I would also assume the 30uC means net charge

 

[flyingpig]

Personally I think it does matter with "net charge" as opposed to "charge", is it just that I am picky or does the answer really change?

 

[flyingpig]

Wait, just going back, the E-field that is 0 inside meant the net E-field right?

 

[JaWiB]

Personally I think it does matter with "net charge" as opposed to "charge", is it just that I am picky or does the answer really change?

Well, to be specific you should say net charge. Any object really has a huge amount of protons (positive charges) and electrons (negative charges), so if I said my desk has 30nC of charge I could just be referring to some of the protons in my desk. But no one would say it with that meaning, so it's kind of a moot point.

Wait, just going back, the E-field that is 0 inside meant the net E-field right?
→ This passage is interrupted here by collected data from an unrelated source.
PR #140, opened 2022-04-30
Add build.rs to messages to automatically find the message libraries

nnmm:
I think the relative path will be always correct, but even if not, this is only an _additional_ search dir.

The impact is that you can build packages depending on message packages much more easily with `cargo`.

### DIFF
--- a/rosidl_generator_rs/resource/build.rs.em
+++ b/rosidl_generator_rs/resource/build.rs.em
@@ -1,0 +1,10 @@
+use std::path::Path;
+
+fn main() {
+	let lib_dir = Path::new("../../../lib")
+		.canonicalize()
+		.expect("Could not find '../../../lib'");
+	// This allows building Rust packages that depend on message crates without
+	// sourcing the install directory first.
+	println!("cargo:rustc-link-search={}", lib_dir.display());
+}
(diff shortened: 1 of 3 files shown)


esteve:
@nnmm can you elaborate a bit more what issue this PR fixes? Thanks.

nnmm:
@esteve Even if you have a `.cargo/config.toml` so that dependencies can be found, you cannot currently build packages depending on messages with `cargo`. You also need to source the install beforehand, because otherwise you'll get a linker error about not finding `librclrs_example_messages_typesupport.so` or somesuch.

This build script fixes that, so that building with pure cargo becomes easier.

esteve:
@nnmm thanks for the explanation, makes sense.

rosidl_generator_rs/resource/build.rs.em
```diff
@@ -0,0 +1,10 @@
+use std::path::Path;
+
+fn main() {
+	let lib_dir = Path::new("../../../lib")
```
esteve, line 4: Is this expecting a specific directory structure? What would happen with a merge install? i.e. everything installed into the install directory, no separate packages.

nnmm: Yep, the relative path is still the same. I tested it.

PR #224, opened 2015-01-28
Made sure we really do update the common test suite before test runs

iainbeeston:
It seems that the code we have for updating submodules wasn't really
working. So far as I can tell it was not updating the code in the
submodule from the remote repository, and the .gitmodules file was set
to track master, not develop (which is the default on the common test
suite project)


RST-J:
:+1:

inglesp:
Looks good.

hoxworth:
:+1:

PR #226, opened 2015-02-06
Updated to addressable 2.3.7

iainbeeston:
To ensure that invalid uris of the form "::http" throw exceptions rather than failing silently. This aught to make uri parsing more robust

Addressable has finally resolved the bug in https://github.com/ruby-json-schema/json-schema/pull/174 so I suggest we use the fix and hope that it makes uri parsing more robust. I suspect that there should be other changes elsewhere in the code (such as gracefully handling uris in sensitive places).

@RST-J I'd appreciate your feedback on this especially

### DIFF
--- a/json-schema.gemspec
+++ b/json-schema.gemspec
@@ -24,5 +24,5 @@ Gem::Specification.new do |s|
   s.add_development_dependency "webmock"
   s.add_development_dependency "bundler"
 
-  s.add_runtime_dependency "addressable", '~> 2.3'
+  s.add_runtime_dependency "addressable", '~> 2.3.7'
 end
--- a/lib/json-schema/attributes/formats/uri.rb
+++ b/lib/json-schema/attributes/formats/uri.rb
@@ -7,10 +7,7 @@ module JSON
         return unless data.is_a?(String)
         error_message = "The property '#{build_fragment(fragments)}' must be a valid URI"
         begin
-          # TODO
-          # Addressable only throws an exception on to_s for invalid URI strings, although it
-          # probably should throughout parse already - https://github.com/sporkmonger/addressable/issues/177
-          Addressable::URI.parse(data).to_s
+          Addressable::URI.parse(data)
         rescue Addressable::URI::InvalidURIError
           validation_error(processor, error_message, fragments, current_schema, self, options[:record_errors])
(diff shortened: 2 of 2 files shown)


json-schema.gemspec
```diff
@@ -24,5 +24,5 @@ Gem::Specification.new do |s|
   s.add_development_dependency "webmock"
   s.add_development_dependency "bundler"
 
-  s.add_runtime_dependency "addressable", '~> 2.3'
+  s.add_runtime_dependency "addressable", '~> 2.3', '>= 2.3.7'
```
RST-J: Why not directly ``'~> 2.3.7'``, is that not possible or does it have a different meaning?

lib/json-schema/attributes/formats/uri.rb
```diff
@@ -7,9 +7,6 @@ def self.validate(current_schema, data, fragments, processor, validator, options
         return unless data.is_a?(String)
         error_message = "The property '#{build_fragment(fragments)}' must be a valid URI"
         begin
-          # TODO
-          # Addressable only throws an exception on to_s for invalid URI strings, although it
-          # probably should throughout parse already - https://github.com/sporkmonger/addressable/issues/177
           Addressable::URI.parse(data).to_s
```
RST-J: ``Addressable::URI.parse(data)`` should be sufficient here now.

RST-J:
>I suspect that there should be other changes elsewhere in the code (such as gracefully handling uris in sensitive places)
What do you mean by other changes? That we probably have places where we can omit checks that are now handled by addressable? Maybe. But the change here, when the ``to_s`` is removed, is good on its own.

json-schema.gemspec
iainbeeston: No, you're right (I thought that ~> 2.3.7 meant >= 2.3 && < 3.0 - but
apparently not)

iainbeeston:
I see. I didn't have anything specific in mind. I'll remove the to_s

iainbeeston:
@RST-J That's done now

RST-J:
:+1:

inglesp:
Looks good.

hoxworth:
:+1:

PR #231, opened 2015-02-10
Enabled warnings when running tests

iainbeeston:
As mentioned in #219 we want to avoid issues such as redefined methods. Running tests with warnings enabled should help.

Note that this shows up warnings for some existing issues, including some in addressable, so I recommend we merge #226 before this

### DIFF
--- a/Rakefile
+++ b/Rakefile
@@ -14,6 +14,8 @@ end
 
 Rake::TestTask.new do |t|
   t.libs << "."
+  t.warning = true
+  t.verbose = true
   t.test_files = FileList['test/test*.rb']
 end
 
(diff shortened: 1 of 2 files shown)


iainbeeston:
Actually, we need https://github.com/sporkmonger/addressable/pull/180 to be merged before this is feasible (addressable throws up a lot of warnings)

iainbeeston:
This is now good to merge, as addressable has been fixed. Could someone in the core team please check it over? (TL;DR the test suite now shows ruby warnings if there are any)

RST-J:
:+1:

iainbeeston:
Thanks @RST-J - I think this is a fairly minor change so I'll merge it now

PR #235, opened 2015-02-26
Expose clear_cache option

danieldraper:
This pull-request is to fix https://github.com/ruby-json-schema/json-schema/issues/225


iainbeeston:
Travis is failing, after this change (not sure why this would cause it to fail however)

iainbeeston:
If we can figure out why the build is failing it gets my :+1:

hoxworth:
Build is passing now, :+1:

iainbeeston:
Thanks @hoxworth . Merging...

PR #237, opened 2015-02-28
Removed test files from gemspec

iainbeeston:
Should reduce the size of the gem. The default for new gems (created by bundler) is not to include test files. See https://github.com/bundler/bundler/pull/3207


hoxworth:
:+1:

iainbeeston:
It's a minor change so I'll merge now.

PR #238, opened 2015-03-06
Allow boolean false as a default property.

chrisandreae:


iainbeeston:
Good catch. Could you please add a test to show that false works as a default now? (I assume you're using Json Schema to insert defaults?)

RST-J:
:+1:

hoxworth:
:+1:

iainbeeston:
:+1:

Yes. All the charges in the object create their own electric fields, but they rearrange themselves so that all those fields add up to zero. (And if there's an external field, they rearrange themselves so that field gets canceled out as well)

 

[SammyS]

Yes. All the charges in the object create their own electric fields, but they rearrange themselves so that all those fields add up to zero. (And if there's an external field, they rearrange themselves so that field gets canceled out as well)

Yes, These charges are exceedingly smart. They must pass several high level physics courses before they're ever allowed to be inserted into a conductor.